5

I have an interesting "real-world" combinatorial optimization problem that I need to solve programmatically, however I have yet been able to whiteboard a good strategy.

The task is similar to the Knapsack Problem except there are additional constraints.


The Rules are as Follows:

  1. You must must fill a bag with weight X of sand.
  2. You have N buckets of sand each with a random positive weight.
  3. You may pour up to L buckets into the bag, where L is greater than one. All buckets poured must be poured in their entirety, except for the final one, in which the remainder will be left for future iterations of the problem.
  4. You wish to empty completely as many buckets as possible, while maximizing negative skew of the remainder set.
  5. You may not over or under-fill the bag, but you may assume that there is sufficient sand in the heaviest L buckets to satisfy the request.

Consider this Example:

  • N = {1000,1000,250,250,1,1,1,0.5}
  • L = 4
  • X = 2000

The only solution is {0.5,1,1000,1000} leaving N = {250,250,1,1.5}. Commenters have asserted that sorting the list make the problem trivial, but this is not so.

... consider this:

  • N = {1000,1000,250,250,1.5,1,1,0.5}
  • L = 4
  • X = 2002
  • Answer: {0.5,1.5,1000,1000}, N → {250, 250, 1, 1}
  • Note that choosing the smallest contiguous set in the ordered list which satisfies the weight ({250,1000,1000}) violates rule 4 as N → {250,248,1.5,1,1,0.5}has a more positive skew.
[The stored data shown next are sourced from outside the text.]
PR #7889, opened 2021-02-02
Use Stripe Checkout for Gold Users

humitos:
Initial work to make Stripe Checkout to work with out Gold Users workflow.

1. User goes to Gold User admin tab
2. Select the amount per month to subscribe to and send it (Django Form)
   - Javascript POST request with the PlanID
   - Django creates a Stripe Checkout Session and returns the SessionID
   - Javascript redirects the user to the Stripe Checkout (*it seems this step can't be done on the backend*)
3. User sees all the subscription details and enters CC info directly on Stripe
4. The user is redirected to success or cancel URLs

The next time the user goes to Gold User admin tab, they will see small details
about the subscription and a button "Manage subscription" that will redirect
them directly to Stripe Customer Portal to update/cancel their subscription.

### Gold Membership tab (without a subscription)

Screenshot_2021-03-03_17-38-02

This problem presents itself in e-commerce, especially when a payment is to be made with multiple forms of prepaid access...

Does anyone have a good mathematical or programmatic approach to this problem?

  • Constraint 4 seems to mean that you want to pour the buckets in size order from smallest to largest. Constraint 5 seems to make no sense at all, since all buckets are equally fungible. – A. I. Breveleri Dec 6 '15 at 2:12
  • 2
    As you are allowed to pour a partial bucket, the problem isn't all that interesting. You can just always pour from smallest/lightest to biggest. The constraint that the partial bucket must be the last one isn't a serious constraint. The only reason to pour a partial bucket is because the full bucket would over-fill the sack, but that also means that after the partial bucket, the sack is full. – Bart van Ingen Schenau Dec 6 '15 at 8:00
  • I have clarified the problem, which I think should clear up your comments. – Don Scott Dec 6 '15 at 17:14
  • 2
    I don't think you've clarified it so much as added a new and very important constraint "while maximizing negative skew of the remainder set". Makes me wonder what else you've left out. – A. I. Breveleri Dec 6 '15 at 23:10
  • 1
    @A.I.Breveleri The problem as currently written represents the real world case as best as I can qualify. The negative skew could have been inferred by my earlier description, however this is obviously more clear. – Don Scott Dec 6 '15 at 23:14
1

Okay... This looks fun so I'll try. In horribly sloppy pseudo c code:

int bagGoal = X;
int numBuckets = N;
int bucket[numBuckets] = {N1,...};
int maxPours = L;
int maxCombinations = pow(2,numBuckets);

/* Create a 2 dimensional array of combinations of bucket pour quantities
   and zero it all */
int pourList[maxPours][maxCombinations] = {0};

/* Fill the above array with all possible combinations of buckets in
   which the maximum number of pours (maxPours) or less is greater than
   the amount you want in the bag (bagGoal) */
int currentPour = 0;
int temporaryBagQuantity = 0;
recursivelyAddBucketsToArray();

/* Sort pourList descending by number of buckets per combination */
qsort(&pourList, maxCombinations, size_of pourList[maxPours], compare);

/* Step through pourList looking for the first combination with a negative
   skew */
for(int counter = 0; counter < maxCombinations; counter++)
    {
    /* create an array of the buckets remaining after this combination
       is removed */
    int remainingBuckets[numBuckets] = {0};
    int currentBucket = 0;
    for(int counter2 = 0; counter2 < maxPours; counter2++)
        {
            for(int counter3 = 0; counter3 < numBuckets; counter3++)
            {
            if(bucket[counter3] == pourList[counter2][counter])
                break;
            remainingBuckets[currentBucket] = bucket[counter3];
            currentBucket++;
            }
        }
    if(remainingBuckets are negatively skewed)
        {
        DING DING DING! We have the winner!
        }
    }

Now... I've probably got several typos in there, I didn't create the recursive function to step through the tree of possible combinations and add them to the array, running through every possible combination is horribly inefficient, and obviously "DING DING DING!" isn't proper C. But...I think you get the basic idea.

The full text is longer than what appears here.